What this task involves:
Gather each line containing the string "Management" from these entries.

(Collected data)
PR #1062, opened 2021-08-24
Reaper config volume & mountPath

jeffbanks:
**What this PR does**:
Provides a reaper config volume & empty mount path that can be targeted for `securityContext` permissions.

Support of:
* [k8ssand-700](https://k8ssandra.atlassian.net/browse/K8SSAND-700)
* [k8ssand-701](https://k8ssandra.atlassian.net/browse/K8SSAND-701) 

**Checklist**
- [ ] Changes manually tested

### DIFF
--- a/charts/k8ssandra/templates/cassandra/cassdc.yaml
+++ b/charts/k8ssandra/templates/cassandra/cassdc.yaml
@@ -179,6 +179,10 @@ spec:
             mountPath: /opt/metrics-collector/config/
           - name: cassandra-tmp
             mountPath: /tmp/
+          {{- if .Values.reaper.enabled }}
+          - name: reaper-config
+            mountPath: /etc/reaper/
+          {{- end }}
       - name: server-config-init
         securityContext: {{- ternary ($defaultSecurityCtx) (.Values.cassandra.configBuilder.securityContext | toYaml) (empty .Values.cassandra.configBuilder.securityContext) | nindent 10 }}
      {{- if (or .Values.cassandra.auth.enabled .Values.reaper.enabled) }}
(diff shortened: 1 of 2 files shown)


charts/k8ssandra/templates/cassandra/cassdc.yaml
```diff
@@ -179,6 +179,10 @@ spec:
             mountPath: /opt/metrics-collector/config/
           - name: cassandra-tmp
             mountPath: /tmp/
+          {{- if .Values.reaper.enabled }}
```
Miles-Garnsey, line 182: I know that this is going to be a dumb question, but just out of curiosity, why are we putting a reaper-config in the CassandraDC resource?

I get the bit about wanting a read-only FS in the container for securityContext purposes, that makes sense.

jeffbanks: @Miles-Garnsey Not a dumb question at all.  I was working with the medusa vol configs locally, and it made sense to me at the time that we create the reaper vols and assign mountPath in this location of cassdc as part of the init container.  In this case, the /etc/cassandra-reaper.yml will be replaced with /etc/reaper/cassandra-reaper.yml by the reaper image setup and we are wanting /etc/{} to be in-place.

Let's phone a friend (@jsanda) to get another opinion.  I can see where decoupling this setup may make more sense.  

Thanks for raising the question!

jsanda: Medusa runs in the Cassandra pod which is why we need the Medusa-related volumes declared in the CassandraDatacenter. Reaper however runs in its own pod; therefore, I would assume we only need the volume in the Reaper pod. 

To support this we will need a change in reaper-operator to add the volume and mount. This gets into the debate of whether we only expose the config through the Reaper CRD, allow the user to provide his own Reaper config, or both. I don't know its worth the time and effort to try and bite all of this off right now. I would just go the minimum changes necessary.

PR #1095, opened 2021-09-09
Temp relax read-only for containers

### LINKED ISSUE #1094: Cassandra won't start when deployed on GKE with 1.4.0-SNAPSHOT
## Bug Report

**Describe the bug**
Cassandra fails to start with the current `main` as the process cannot create directories for data nor commit logs when deploying on GKE:

```
ERROR [main] 2021-09-09 16:21:28,902 CassandraDaemon.java:909 - Exception encountered during startup
java.lang.ExceptionInInitializerError: null
    at org.apache.cassandra.service.CassandraDaemon.setup(CassandraDaemon.java:260)
    at org.apache.cassandra.service.CassandraDaemon.activate(CassandraDaemon.java:763)
    at org.apache.cassandra.service.CassandraDaemon.main(CassandraDaemon.java:887)
Caused by: java.lang.IllegalStateException: Failed to mkdirs /opt/cassandra/data/data; unable to start server
    at org.apache.cassandra.config.DatabaseDescriptor.createAllDirectories(DatabaseDescriptor.java:1422)
    at org.apache.cassandra.db.commitlog.CommitLog.<init>(CommitLog.java:94)
    at org.apache.cassandra.db.commitlog.CommitLog.construct(CommitLog.java:77)
    at org.apache.cassandra.db.commitlog.CommitLog.<clinit>(CommitLog.java:64)
    ... 3 common frames omitted
```

Looking at the directories and symlinks, it looks like `/var/lib/cassandra` isn't mounted so that the `cassandra`  user can write to it:

Capture d’écran 2021-09-09 à 18 42 48
Capture d’écran 2021-09-09 à 18 43 44

**To Reproduce**
Deploy K8ssandra 1.4.0-SNAPSHOT on GKE using the following Helm values file:

```
cassandra:
  version: "4.0.0"
  heap:
   size: 4g
  gc:
    g1:
      enabled: true
      setUpdatingPauseTimePercent: 5
      maxGcPauseMillis: 300
  resources:
    requests:
      memory: "8Gi"
      cpu: "2000m"

  datacenters:
  - name: dc1
    size: 3
  ingress:
    enabled: false

  cassandraLibDirVolume:
    storageClass: standard-rwo
    size: 300Gi
```

**Expected behavior**
Cassandra should start and data volumes should mount so that required directories can be created by the `cassandra` user.
In K8ssandra 1.3.1, the rights for the `/var/lib/cassandra` are set differently, allowing Cassandra to start properly:
Capture d’écran 2021-09-09 à 19 03 32

┆Issue is synchronized with this [Jira Task](https://k8ssandra.atlassian.net/browse/K8SSAND-875) by [Unito](https://www.unito.io)
┆Issue Number: K8SSAND-875
┆Priority: Medium

jeffbanks:
**What this PR does**:
Temporarily relax the default `securityContext` for containers to resolve issue reported with c* image failing `mkdir` as root in GKE.

Fixes #1094 
[k8ssand-875](https://k8ssandra.atlassian.net/browse/K8SSAND-875)

**Checklist**
- [x] Changes manually tested

### DIFF
--- a/charts/cass-operator/values.yaml
+++ b/charts/cass-operator/values.yaml
@@ -58,15 +58,12 @@ podSecurityContext: {}
 securityContext:
   # -- Mark root filesystem as read only
   readOnlyRootFilesystem: false
-
   # -- Run cass-operator container as non-root user
-  # runAsNonRoot: true
-
+  runAsNonRoot: true
   # -- Group for the user running the cass-operator container / process
-  # runAsGroup: 65534
-
+  runAsGroup: 65534
   # -- User for running the cass-operator container / process
-  # runAsUser: 65534
+  runAsUser: 65534
 
 # -- Resources requests and limits for the cass-operator pod. We usually
 # recommend not to specify default resources and to leave this as a conscious
--- a/charts/k8ssandra-common/templates/_helpers.tpl
+++ b/charts/k8ssandra-common/templates/_helpers.tpl
@@ -29,7 +29,7 @@ SecurityContext helpers for pod and container scope.
 k8ssandra container securityContext defaults
 **/}}
 {{- define "k8ssandra-common.container.security-ctx-defaults" -}}
-readOnlyRootFilesystem: true
+readOnlyRootFilesystem: false
 {{- end }}
 
 {{/**
--- a/charts/k8ssandra/templates/cassandra/cassdc.yaml
+++ b/charts/k8ssandra/templates/cassandra/cassdc.yaml
@@ -166,7 +166,6 @@ spec:
 {{- end }}
   podTemplateSpec:
     spec:
-      securityContext: {{- ternary ($defaultPodSecurityCtx) (.Values.cassandra.podSecurityContext | toYaml) (empty .Values.cassandra.podSecurityContext) | nindent 10 }}
       initContainers:
       - name: base-config-init
         image: {{ include "k8ssandra.cassandraImage" . }}
--- a/tests/unit/template_cassdc_test.go
+++ b/tests/unit/template_cassdc_test.go
@@ -159,7 +159,9 @@ var _ = Describe("Verify CassandraDatacenter template", func() {
 			AssertContainerSecurityContextExistsAndMatches(cassdc, CassandraContainer, expectedCtx)
 
 			// Default pod security context for cassdc
-			Expect(cassdc.Spec.PodTemplateSpec.Spec.SecurityContext).ToNot(BeNil())
+			// TODO - revisit as this was potentially causing issues by defaulting to {}
+			// with respect to running in GKE - see k8ssandra #1094
+			Expect(cassdc.Spec.PodTemplateSpec.Spec.SecurityContext).To(BeNil())
 		})
 
 		It("is not rendered if disabled", func() {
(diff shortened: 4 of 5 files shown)


jeffbanks:
@jsanda 
Perhaps I was a bit too optimistic to restrict ALL containers to have `readOnlyRootFilesystem: true`. 😄   The unit and integration tests seemed to be o.k. originally, but when Alex ran with GKE, he may have located a case we don't have covered properly with `mkdir` commands being issued.  C* user trying to perform writes to where root had ownership.

@jsanda you mentioned yesterday an issue you were investigating with the cass-operator, "_cass-operator code that configures the PodSecurityContext for the StatefulSet_".   Would that be related in anyway to this perhaps?  Throwing it out incase this patch doesn't resolve Alex's issue he found. 

I found some logic [here](https://github.com/k8ssandra/cass-operator/blob/6c64f9c4f5d1d86d7bb979dbf5b14194d1bf5032/pkg/reconciliation/construct_statefulset_test.go) and [here](https://github.com/k8ssandra/cass-operator/blob/6c64f9c4f5d1d86d7bb979dbf5b14194d1bf5032/pkg/reconciliation/construct_statefulset.go) that could be related.

For now, in `k8ssandra/k8ssandra`, I've relaxed the default `securityContext` setting at the container level to see if this allows c* to proceed with its activities.  We have tickets for c*, mgmt-api, reaper, and medusa image modifications to ensure a non-root user is running, so if this is the root cause (no pun intended) we will need to address `root` ownership of those dirs in those tickets.   I'll need to come back here to re-enable read-only for root filesystem. A bit of a chicken and egg problem for now IMO. 🐔 

@adejanovski  since you have your `GKE` test environment setup can you take another run at it with the latest to be sure this is the culprit?  If not the root cause, we will need to dig into the other additions that were applied after 1.3.x release to k8ssandra/k8ssandra and/or the cass-operator to see there is something restricting the mkdir operation.

adejanovski:
@jeffbanks, I'm still seeing the same issue with this change. The rights seem unaffected by the `readOnlyRootFilesystem` setting change:
Capture d’écran 2021-09-10 à 10 06 34

I can confirm the change was applied by checking the pods definition:
Capture d’écran 2021-09-10 à 10 09 20

jeffbanks:
@adejanovski can you send the full pod definition from k8ssandra?  It might be good to see what the `cass-operator` has defined as well or any logs, etc.  We didn't hear back from @jsanda on the question I had about his investigation with the cass-operator this week.  I referenced two areas of code in this ticket that could be impacting what you are seeing. 

You reported 1.3.x is functioning as expected, are there any changes in any of the other related components from 1.3.x to 1.4-snapshot other than just k8ssandra core?

jeffbanks:
Summary of changes:

1) The cass-operator settings for its securityContext were re-enabled as those were found to be commented out from a previous PR.  I had done this while testing and it slipped throught.

2) @jsanda determined that the PodSecurityContext: { } in the cassdc, when removed resolved the issue @adejanovski was seeing in the GKE environment.  As such, the pod level securityContext has been removed for now as this was only a placeholder at this point.  We will need to determine why this was causing unexpected behaviour.

adejanovski (approved):
This fixes the deployment issues. Thanks!

PR #1104, opened 2021-09-16
Update Management API v0.1.28 -> v0.1.29

### LINKED ISSUE #1083: Add support for deployment of C* 4.0.1
N/A

The 4.0.1 release of C* is currently up for a vote, once available we'd like to see support for deploying it via K8ssandra made available.

N/A

**Additional context**
A list of changes found in 4.0.1 can be found [here](https://gitbox.apache.org/repos/asf?p=cassandra.git;a=blob_plain;f=CHANGES.txt;hb=refs/tags/4.0.1-tentative).

┆Issue is synchronized with this [Jira Task](https://k8ssandra.atlassian.net/browse/K8SSAND-865) by [Unito](https://www.unito.io)
┆Issue Number: K8SSAND-865
┆Priority: Medium

emerkle826:
**What this PR does**:
Updates Management API image to v0.1.29

Fixes #1083 

**Checklist**
- [x] Changes manually tested


adejanovski (approved):

charts/k8ssandra/values.yaml
```diff
@@ -8,19 +8,21 @@ cassandra:
   #    - 3.11.10
   #    - 3.11.11
   #    - 4.0.0
+  #    - 4.0.1
   version: "4.0.0"
```
jdonenine, line 12: Should we bump the default to 4.0.1 as well?

I'd say this would be an otherwise contentious discussion, but it's just a patch release, so perhaps makes sense?  What does everyone @k8ssandra/maintainers think?

burmanm: If it's a bugfix release, why wouldn't we bump?

adejanovski: Agreed, we should bump. Good practice being that peeps set it explicitly in their deployments, which allows them to control when an upgrade should happen.

jdonenine: I agree, we should 👍

jdonenine (approved):

jdonenine (changes requested):
Let's make the change to go to 4.0.1 as the default as discussed, thanks!

charts/k8ssandra/values.yaml
emerkle826: so, they only catch with updating it here is potentially the integration tests. Same issue when we added 3.11.11. The upgrade tests fail because "4.0.1" isn't a valid Cassandra version in older K8ssandra chart versions.

I can update the default here and maybe leave the integration test matrix at 4.0.0 to see how the tests go, but we will have to address the tests at some point.

emerkle826:
@jdonenine Updated to 4.0.1. If changes look good, I can squash and merge.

Result for this task:
Update Management API v0.1.28 -> v0.1.29
Updates Management API image to v0.1.29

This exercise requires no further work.